All offering proceeds were used to repay existing indebtedness (which, in turn, was used to fund farmland acquisitions) and for other general corporate purposes.
At-the-Market Program
On August 7, 2015, we entered into equity distribution agreements (commonly referred to as “at-the-market agreements” or our “Sales Agreements”) with Cantor Fitzgerald & Co. and Ladenburg Thalmann & Co., Inc. (each a “Sales Agent”), under which we may issue and sell, from time to time and through the Sales Agents, shares of our common stock having an aggregate offering price of up to $30.0 million (the “ATM Program”). During the year ended December 31, 2017, we issued and sold 544,075 shares of our common stock at an average sales price of $13.04 per share under the ATM Program for gross proceeds of approximately $7.1 million and net proceeds of approximately $7.0 million. Through December 31, 2017, we have issued and sold a total of 608,636 shares of our common stock at an average sales price of $12.75 per share for gross proceeds of approximately $7.8 million and net proceeds of approximately $7.6 million.

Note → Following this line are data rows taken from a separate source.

PR #888, opened 2016-08-10
Add StrongName metadata to FilesToSign item

cdmihai:
Something is causing the satellite assemblies to not be signed.
Trying this out as a potential solution


AndyGerlicher:
:shipit:

cdmihai:
CI failure is due to flaky test. Mering in.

See Note 11, “Subsequent Events,” for shares of common stock issued and sold under the ATM Program subsequent to December 31, 2017.
On April 13, 2017, we amended each of the Sales Agreements to reference the new 2017 Registration Statement. All other material terms of the Sales Agreements remained unchanged.
Series B Preferred Stock
Subsequent to December 31, 2017, we launched a continuous public offering of up to a total of 6,500,000 shares of the Series B Preferred Stock (as defined below) for total gross proceeds (assuming all shares of the Series B Preferred Stock are sold in the offering) of up to $162.5 million. See Note 11, “Subsequent Events—Equity Activity—Series B Preferred Stock” for further discussion on this offering.